FIX a bug in KernelPCA.inverse_transform #19732

kstoneriv3 · 2021-03-20T10:02:31Z

Reference Issues/PRs

As discussed in #18902, PCA reconstructs the mean of the data while KernelPCA does not. This results in inconsistent inverse transformation by PCA and (linear-)KernelPCA. This inconsistency led to the misunderstanding and the introduction of a bug in #16655.

What does this implement/fix? Explain your changes.

As discussed above, a bug was introduced in KernelPCA.inverse_transform in #16655. This PR removes this bug.

Additionally, I suggest a small modification to the KernelPCA.inverse_transform to improve the compatibility with PCA.inverse_transform when the linear kernel is used. I propose to handle this issue by reconstructing the mean when the linear kernel is used so that KernelPCA.inverse_transform can reconstruct the mean in the same way as PCA.inverse_transform does.

glemaitre · 2021-04-14T21:56:12Z

We had a thorough look at this issue/PR with @ogrisel. So you are completely right that it's unjustified to add the regularization parameter at the reconstruction.

Indeed, we think that it is not really useful to account for the mean loss with the linear kernel. It makes the linear kernel special while one should use PCA in this case. We certainly need to improve the documentation.

So for this PR, we can revert the change that was adding the alpha in the diagonal of K. We need a better unit test though. One thing could be to check the reconstruction error by measuring the Frobenius norm between the original matrix and the reconstruction and check that it is close enough, and this with kernel.

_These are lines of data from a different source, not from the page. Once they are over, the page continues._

PR #166, opened 2021-01-21
`ApodiniError` and `@Throws`

theMomax:
# `ApodiniError` and `@Throws`

The developer is able to return `Error`s from a `Handler`'s `handle()` function either directly or via an `EventLoopFuture`. What was missing is a standard that enables the developer to instruct exporters on how to deal with this error.

E.g. the developer cannot define the HTTP status code or if an associated WebSocket connection can remain open or must be closed.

In addition, we think that we can do the following improvements:

advocate to use PCA instead of kernel='linear' (or maybe there is some reasons that we did not think about).
improve the docstring of kernelPCA and notably inverse_transform to mention the approximation when reconstructing;
improve the user guide: (i) discuss inverse_transform and (ii) the reconstruction, discuss the impact of alpha;
improve the example: (i) use a test and not a single set to illustrate the reconstruction approximation, (ii) reproduce the denoising example from Section 4, (iii) illustrate intuitively on the denoising the effect of alpha.

In addition, I am thinking about some other improvements:

change the default of kernel to rbf. 'linear' as default is weird since one should use PCA instead;
it is confusing to have an alpha parameter and alphas_. It might be better to rename alphas_ to eigenvectors_ or components_ and lambdas_ to eigenvalues_ that are more explicit naming.
rename fit_inverse_transform to something more intuitive, e.g. enable_inverse_transform

@kstoneriv3 Would you mind to go forward by reverting the previous PR and improving the test? Do you wish to contribute to the future improvements?

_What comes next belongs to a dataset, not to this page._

PR #168, opened 2021-01-22
Introduce Upload & Download Handlers

hendesi:
# Introduce Upload & Download Handlers

Currently there is no possibility in Apodini to upload images or files to the server and download them if needed. As this is something a web service should offer, I added the functionality to up- and download files to the directory structure of Apodini.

…kernel_pca_inverse_transform

kstoneriv3 · 2021-04-14T23:10:05Z

Indeed, we think that it is not really useful to account for the mean loss with the linear kernel. It makes the linear kernel special while one should use PCA in this case. We certainly need to improve the documentation.

So for this PR, we can revert the change that was adding the alpha in the diagonal of K.

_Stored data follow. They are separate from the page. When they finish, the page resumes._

PR #171, opened 2021-01-22
Make Apodini Work When Compiling Using a Release Configuration

### LINKED ISSUE #167: [BUG] Target TestWebService does not Build with Configuration `Release`
**Describe the bug**
When setting "Build Configuration" to "Release" in Xcode on target "TestWebService", building fails with three errors I could not easily fix:

image

**To Reproduce**
Select "Release" setting:

image

Press `Cmd+B`

**Expected behavior**
Apodini should compile with release settings.

 - Swift Version: 5.3.2 (swiftlang-1200.0.45 clang-1200.0.32.28)
 - Xcode Version: 12.3 (12C33)

PSchmiedmayer:
# *Make Apodini Work When Compiling Using a Release Configuration*

As documented in #167 Apodini doesn't compile when compiling in a release configuration.
In addition there is an issue that `AssociatedTypeRequirementsKit` fails at runtime when starting an Apodini `WebService` after building it using a release configuration.

## :bulb: Proposed solution
Fixes compile errors that caused that the release configuration could not build.
Move the `TestWebService` to a separate package and add Github Actions and test cases to test that a `WebService` compiles and does successfully startup. 
@nerdsupremacist I have not yet found a solution for the runtime failure due to `AssociatedTypeRequirementsKit`: You can inspect the error when running the tests of the `TestWebService` in release mode. `AssociatedTypeRequirementsKit` seems to call a method that is no longer available and runs into an fatalError: https://github.com/Apodini/Apodini/runs/1750026279#step:6:1585 

### Problem that is solved
The `WebService` now compiles on a release configuration and we added some regression tests.
Closes #167

### Implications
The `TestWebService` is now stored in a different directory.
This PR adds new GitHub Actions that test if the `TestWebService` can start up. The required GitHub Actions will be updated after this PR.

### Testing
Added regression tests.


lukaskollmer:
Question: Do release builds contain the same run-time type information as debug builds? Eg, do things like `Mirror` or the `typeInfo` function work the same way regardless of whether it's a debug or a release build, or would that somehow be affected? Are there optimisations applied to release builds which would interfere w/ some of the runtime stuff we're doing?

PSchmiedmayer:
@lukaskollmer Yes, I suspect that this might be the case why we have the fatal error here with `AssociatedTypeRequirementsKit `: https://github.com/Apodini/Apodini/runs/1750026279#step:6:1585 ... but I think that `Mirror` seems to work fine on release builds.

Sources/Apodini/Components/Component/Component.swift
```diff
@@ -54,6 +54,14 @@ private protocol HandlerVisitorHelperImplBase: AssociatedTypeRequirementsVisitor
     func callAsFunction<H: Handler>(_ value: H) -> Output
 }
 
+extension HandlerVisitorHelperImplBase {
+    @inline(never)
+    @_optimize(none)
+    func _test() {
+        _ = self(Text(""))
```
nerdsupremacist, line 63: # Context on what's going on here
This method is never actually called.
But since we call the implementation of `callAsFunction` manually by checking the witness table ourselves, the compiler will doesn't see any uses of our function and will delete the implementation for release builds. Since we don't want the users of Apodini to have to disable optimizations, we needed another way to trick the compiler not to optimize this away.

So the way this works is that `AssociatedTypeRequirementsVisitor` requires a `_test` function where you're supposed to call `callAsFunction`. 
And since `callAsFunction` is being called from a protocol extension, all implementations of `callAsFunction` for this protocol, will be marked as if it's possible that they will be called at some point

Sources/Apodini/SyntaxTreeVisitor/ContextNode.swift
```diff
@@ -88,13 +88,12 @@ class ContextNode {
             // we need to check if `OptionalContextKey` is type of `ContextKey`
             // aka if the `ContextKey provides a default value. Because if it provides a defaultValue
             // we need to call `reduce(...)` with it before inserting.
-            let visitor = StandardContextKeyTypeVisitor()
-            let defaultValue = visitor(contextKey)
 
             // if defaultValue is nil the contextKey didn't conform to `ContextKey` => doesn't have a default value
-            if let defaultValue = defaultValue {
+            if let contextKey = contextKey as? HasDefaultValue.Type {
```
nerdsupremacist, line 93: # Context
`AssociatedTypeRequirementsTypeVisitor` is still broken for release builds. So this is just moving away from it, since we can

PSchmiedmayer:
@nerdsupremacist It would be great if you can give the PR a second look. I will need to merge it with admin privileges as we have renamed the GitHub Actions and we don't have a high enough diff test coverage in this PR.
After this PR is merged I will update the required checks to reflect the new GitHub Actions.

bauer-andreas (approved):
Looks good to me.
Neat workaround for the `AssociatedTypeRequirementsKit` issue 👍 Thanks for the detailed explanation.

TestWebService is basically its own SPM project now, right? Will it share the `.build` directory with the "parent" Apodini project? Or will it act on its own, downloading all dependencies again? In this case it might make sense to add similar `.build` directory caching using `action/cache`?

Additionally I noticed that for the `TestWebService` we test both, debug and release configuration. Would it make sense to add that to the "regular" build and test Action as well?
Prevent the situation we are in right now?

PSchmiedmayer:
@Supereg Good points. Yes, the TestWebService will use a separate `.build` directory. I will add cache actions. I will also add a release build action for the main target.

One thing we should discuss in general: One thing I noticed with this PR is that by having the Package.resolved file in the repo we always used fixed versions for the development. A Package.resolved file is ignored by anything that imports a library and therefore it is ignored by the `TestWebService` when it resolves the `Apodini` target. 
Therefore we currently have a build error for any web service using Apodini at its current state on develop: Apodini doesn't build as our Package.resolved file uses `0.2.2` of `AssociatedTypeRequirementsKit` while its current version is `0.3.0` which actually includes source breaking changes. If we wouldn't have a Package.resolved file and would not cache the dependencies we would have caught this error a few days ago using some CI builds that ran for the different PRs.

But as far as I can see there is no easy workaround for this. Maybe a `swift package update` before the build would resolve the issue? But then caching the dependencies doesn't really make too much sense anymore. As our "cache" guru: @Supereg, what's your opinion about this?

bauer-andreas:
@PSchmiedmayer In my opinion it might actually be a good thing, that we have **reproducible** dependency versions for our CI builds (by checking in `Package.resolved`). I could envision that it would be really frustrating, if the code runs locally but fails in the CI build of your PR. Especially as CI builds aren't really great to debug.

And should we implement a way where PR CI builds run with the latest dependencies, the problem of untested dependency versions getting into our release build, still exists. I don't think we can forever guarantee a consistent stream of PRs checking compatibility?

Instead I would propose to directly address the problem of users ending up with newer, untested dependency versions of Apodini. I would propose two actions:

1. The Swift Package Manager is strongly built around [Semantic Versioning](https://semver.org). Thus we can expect, that our dependencies follow those semantic versioning rules as well. Therefore I would suggest, that we don't allow automatic version upgrades which contain breaking changes.
In the `AssociatedTypeRequriementsKit` example: The project still has a major version number of `0`. Thus any version increment (even patch level increments) is allowed to contain breaking changes (API wise and functionality wise; after all its an early development version) [[4.](https://semver.org/#spec-item-4)] (_I wonder why spm is automatically upgrading such development versions_). I would suggest to use fixed version numbers (using `.exact` requirement) or only allowing patch level increments (using `.upToNextMinor` requirement; would allow for automatically pulling in bug fixes).
By default SPM uses `.upToNextMajor` for any dependency. Depending on our trust in a certain dependency we might want to consider changing that to `.upToNextMinor` in some cases. After all, minor version increments allow for internal changes [[7.](https://semver.org/#spec-item-7)], which are often combined with the introduction of new bugs.
2. As a second step I would setup weekly (or whatever time frame makes sense) automated builds of the `release` (and `develop`) branch running always on the latest pulled dependencies ("latest" according to our rules we built in step 1.). This would address the possibility that even patch level increments (or minor level increments, where allowed) could alter the build output in an unfavorable way. This would allow us to keep build time optimizations for our PR builds. After all, those happen pretty often and sometimes with very little changes, keeping frustration low by shorter build times.

One problem still unsolved, is the maintenance overhead of manually updating dependencies (and checking in those changes via `Package.resolved`). afaik spm doesn't have a command to list all updatable packages. And it seems like there isn't good tolling available for spm which informs you about a dependency updates in an automated way like e.g. GitHubs dependabot (other than watching all GitHub repos for new releases). Though this problem already exists today, as we also have to manually update major releases. But I think it's a good thing to force dependency updates to be a manual/active step in some cases, as it directly highlights where a potential error is coming from.

So I think we have to find a middle ground of which dependencies require a manual Apodini package update a which don't. And complement that with scheduled CI. Imo this makes most sense to combat this issue.

PSchmiedmayer:
@Supereg Thanks for the input!
1. I agree with constraining `AssociatedTypeRequriementsKit` to the `upToNextMinor` version as it is already done in this PR. This should in fact resolve the issue you have discussed. I have also done the same for `OpenCombine` to also constraint it `upToNextMinor`.
2. I think this is a good idea! I looked up the syntax for GitHub Actions and it should be fairly simple to construct such an action. I think this Action could also address the problem you have described below. The action could run a `swift package update`, check if there is any change in the `Package.resolved` file and if so test everything and create a PR with the updated Package.resolved file. I will create an issue and might tackle this next week 🚀

PSchmiedmayer:
@Supereg I have incorporated your feedback, the GitHub Actions for the `TestWebService` now use a cache for the dependencies and the main build and test action also builds the web service using the release configuration.

.github/workflows/test-webservice.yml
```diff
@@ -16,37 +16,43 @@ defaults:
...
         configuration: [debug, release]
     steps:
     - uses: actions/checkout@v2
     - uses: maxim-lobanov/setup-xcode@v1.1
       with:
         xcode-version: latest
+    - uses: actions/cache@v2
+      with:
+        path: .build
+        key: ${{ runner.os }}-spm-cachev2-${{ hashFiles('**/Package.resolved') }}
```
bauer-andreas: The TestWebService Action uses the same caching key pattern as the "regular" action. If the hash function would evaluate to the same result (they don't) they would store conflicting .build directories.

The hash function don't evaluate to the same value though as of the changed working directory, thus the `**/Package.resolved` will only find `TestWebService/Package.resolved` (I assume).
Though I would argue to make that difference explicit using a different key pattern.

Another note. As `**/Package.resolved` is still used in the "default" action, the hash will consider both the root `Package.resolved` and the `TestWebService/Package.resolved`, which is a bit weird. Maybe its worth removing the `**` matching. I can't find a case where it makes sense, wonder why they put that into the example over at `action/cache`.

The test-webservice action never touches the root `.build` folder right?

nerdsupremacist (approved):

.github/workflows/test-webservice.yml
PSchmiedmayer: That's a good point, I will update the PR to only include the correct `Package.resolved` file 👍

I agree that we should rather revert the bug and improve the documentation.

We need a better unit test though. One thing could be to check the reconstruction error by measuring the Frobenius norm between the original matrix and the reconstruction and check that it is close enough, and this with kernel.

OK, I will replace the old test with this one.

advocate to use PCA instead of kernel='linear' (or maybe there is some reasons that we did not think about).

Do you mean raising a warning when kernel='linear' is used by the following?

I generally agree with all of the suggestions you made. If no further discussions are needed before these updates, I can do it. Would you like to have some of these updates in the form of separate PRs?

ogrisel · 2021-04-15T07:55:05Z

change the default of kernel to rbf. 'linear' as default is weird since one should use PCA instead;

if we do this, we should do it in a dedicated PR with backward compat. I think it's low priority.

ogrisel · 2021-04-15T07:55:42Z

Do you mean raising a warning when kernel='linear' is used by the following?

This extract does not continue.